■ What the exercise asks ■
The response must be made up of the lines in the entries below that contain "allows".

┌─ Provided material

PR #3824, opened 2020-03-04
`ExitCode`: make the exit message parameterizable through templates

### LINKED ISSUE #2644: Allow `self.exit_codes` to be callable with keyword and custom message
The use case was presented where one would like to define a generic exit code for a missing file, where one would always want to use the same exit status, but have a customized exit message that includes for example the exact filename. Currently this is not possible, but maybe it would be possible to extend the syntax to be able to do both:
```
exit_code_default = self.exit_codes.ERROR_MISSING_FILE
exit_code_custom = self.exit_codes(ERROR_MISSING_FILE, 'File `aiida.out` is missing')
```

we would have to make the `exit_codes` property callable and override the behavior to construct a new `ExitCode` instance with the custom message.

Or maybe even better, we make the `ExitCode` callable which allows to change the message. This would require the `ExitCode` to be changed from a named tuple into a class, e.g.:
```
class ExitCode(object):

    def __init__(self, status, message):
        self.status = status
        self.message = message

    def __call__(self, message):
        self.message = message
        return self
```

sphuber:
Fixes #2644

Often one would like to define an exit code for a process where the
general gist of the message is known, however, the exact form might be
slightly situation dependent. Creating individual exit codes for each
slight variation is cumbersome so we introduce a way to parameterize the
exit message. To do this the `ExitCode` had to be changed from named
tuple to a proper class, such that the `__call__` method could be
implemented. This allows a mechanism where calling an exit code with a
parameterized exit message can be concretized. The keyword arguments are
used for the string interpolation and, importantly, a new exit code
instance is returned. Example:

    exit_code_template = ExitCode(450, 'the parameter {parameter} is invalid.')
    exit_code_concrete = exit_code_template(parameter='some_specific_key')

The `exit_code_concrete` is now unique to `exit_code_template` except
for the message whose parameters have been replaced.

### DIFF
--- a/aiida/engine/processes/exit_code.py
+++ b/aiida/engine/processes/exit_code.py
@@ -8,17 +8,21 @@
 # For further information please visit http://www.aiida.net               #
 ###########################################################################
 """A namedtuple and namespace for ExitCodes that can be used to exit from Processes."""
+from collections import namedtuple
 from aiida.common.extendeddicts import AttributeDict
 
 __all__ = ('ExitCode', 'ExitCodesNamespace')
 
 
-class ExitCode:
+class ExitCode(namedtuple('ExitCode', ['status', 'message', 'invalidates_cache'])):
     """A simple data class to define an exit code for a :class:`~aiida.engine.processes.process.Process`.
 
     When an instance of this clas is returned from a `Process._run()` call, it will be interpreted that the `Process`
     should be terminated and that the exit status and message of the namedtuple should be set to the corresponding
     attributes of the node.
+
+    .. note:: this class explicitly sub-classes a namedtuple to not break backwards compatibility and to have it behave
+        exactly as a tuple.
 
     :param status: positive integer exit status, where a non-zero value indicated the process failed, default is `0`
     :type status: int
@@ -29,11 +33,6 @@ class ExitCode:
     :param invalidates_cache: optional flag, indicating that a process should not be used in caching
     :type invalidates_cache: bool
     """
-
-    def __init__(self, status=0, message=None, invalidates_cache=False):
-        self.status = status
-        self.message = message
-        self.invalidates_cache = invalidates_cache
 
     def format(self, **kwargs):
         """Create a clone of this exit code where the template message is replaced by the keyword arguments.
@@ -51,6 +50,10 @@ class ExitCode:
 
     def __eq__(self, other):
         return all(getattr(self, attr) == getattr(other, attr) for attr in ['status', 'message', 'invalidates_cache'])
+
+
+# Set the defaults for the `ExitCode` attributes
+ExitCode.__new__.__defaults__ = (0, None, False)
 
 
 class ExitCodesNamespace(AttributeDict):
--- a/aiida/engine/processes/exit_code.py
+++ b/aiida/engine/processes/exit_code.py
@@ -35,7 +35,7 @@ class ExitCode:
         self.message = message
         self.invalidates_cache = invalidates_cache
 
-    def __call__(self, **kwargs):
+    def format(self, **kwargs):
         """Create a clone of this exit code where the template message is replaced by the keyword arguments.
 
         :param kwargs: replacement parameters for the template message
--- a/aiida/engine/processes/exit_code.py
+++ b/aiida/engine/processes/exit_code.py
@@ -8,49 +8,66 @@
 # For further information please visit http://www.aiida.net               #
 ###########################################################################
 """A namedtuple and namespace for ExitCodes that can be used to exit from Processes."""
-
-from collections import namedtuple
-
 from aiida.common.extendeddicts import AttributeDict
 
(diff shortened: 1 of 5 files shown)


aiida/engine/processes/exit_code.py
```diff
@@ -8,49 +8,66 @@
...
 ###########################################################################
 """A namedtuple and namespace for ExitCodes that can be used to exit from Processes."""
-
-from collections import namedtuple
-
 from aiida.common.extendeddicts import AttributeDict
 
 __all__ = ('ExitCode', 'ExitCodesNamespace')
 
-ExitCode = namedtuple('ExitCode', ['status', 'message', 'invalidates_cache'])
```
greschd: This is technically a change in interface, because `namedtuple` exposes all the methods of the underlying `tuple`. For example, one could do 

```
status, message, invalidates_cache = *ExitCode()
```

I'm not sure if any of these "accidental features" is used anywhere, though.

aiida/engine/processes/exit_code.py
```diff
@@ -8,49 +8,66 @@
...
-ExitCode.__new__.__defaults__ = (0, None, False)
-"""
-A namedtuple to define an exit code for a :class:`~aiida.engine.processes.process.Process`.
 
-When this namedtuple is returned from a Process._run() call, it will be interpreted that the Process
-should be terminated and that the exit status and message of the namedtuple should be set to the
-corresponding attributes of the node.
+class ExitCode:
```
greschd: I'm not entirely convinced we should mix the "exit code" and "exit code template" concepts in the same class. On the one hand, this makes it easy in the `spec.exit_code` call (you just pass on the message) -- but on the other hand, this makes it almost impossible for the code that uses the exit code to figure out which one it is.

Then again I can't come up with a convincing example for when you would need to distinguish this, so this might be fine.

aiida/engine/processes/exit_code.py
```diff
@@ -8,49 +8,66 @@
...
+    :param invalidates_cache: optional flag, indicating that a process should not be used in caching
+    :type invalidates_cache: bool
+    """
+
+    def __init__(self, status=0, message=None, invalidates_cache=False):
+        self.status = status
+        self.message = message
+        self.invalidates_cache = invalidates_cache
+
+    def __call__(self, **kwargs):
```
greschd: Also not completely sure about using `__call__` for this - if we want to extend the functionality of the `ExitCode` class in the future, it would be slightly arbitrary to give `__call__` to this method. Maybe `evaluate` or `format`?

aiida/engine/processes/exit_code.py
sphuber: Good point. Do you know of a way to make a simple class replicate the exact interface/behavior of a named tuple? If not, we might have to put this in `2.0`

espenfl: Indeed. Also this functionality is probably not super critical, depending on when a `2.0` release is scheduled.

aiida/engine/processes/exit_code.py
sphuber: The template part here only really applies to the message though and as the message really is just a human readable description/alternative of the exit status, I don't think this is a problem. Any machine will only ever just have to look at the status which is "immutable" and should never even look at the message.

aiida/engine/processes/exit_code.py
greschd: Behold, a thing of beauty:
```python
from collections import namedtuple

class ExitCode(namedtuple('_ExitCode', ['status', 'message', 'invalidates_cache'])):

    def __call__(self, **kwargs):
        pass

ExitCode.__new__.__defaults__ = (0, None, False)

ExitCode(0, 'bla')()
```

aiida/engine/processes/exit_code.py
greschd: Yeah, by "calling" code I meant where the exit code is returned from.. like, maybe you want to know if you should "format" the exit code or no.

greschd: But, again, I'm not super convinced on this. Since the message has to use named formatting you can always "format" with a dict that has too many keys.

aiida/engine/processes/exit_code.py
sphuber: Yer-a-wizard

aiida/engine/processes/exit_code.py
greschd: I think the latter conveys the intent a bit better - makes it clear that the parameters are there only for formatting the message, not being taken into account in any other way.

But, this might be bike-shedding (sorry for that), and I certainly don't have a _strong_ opinion either way. Both versions will work just fine.

sphuber:
@greschd this virus outbreak has made me see the light and I agree with your suggestions presented during the bike shedding. One now uses `format` instead of a call to format an exit code and its namedtupleness has been restored to former glory. This is ready for review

└─

■ Response area ■
Or maybe even better, we make the `ExitCode` callable which allows to change the message. This would require the `ExitCode` to be changed from a named tuple into a class, e.g.:
implemented. This allows a mechanism where calling an exit code with a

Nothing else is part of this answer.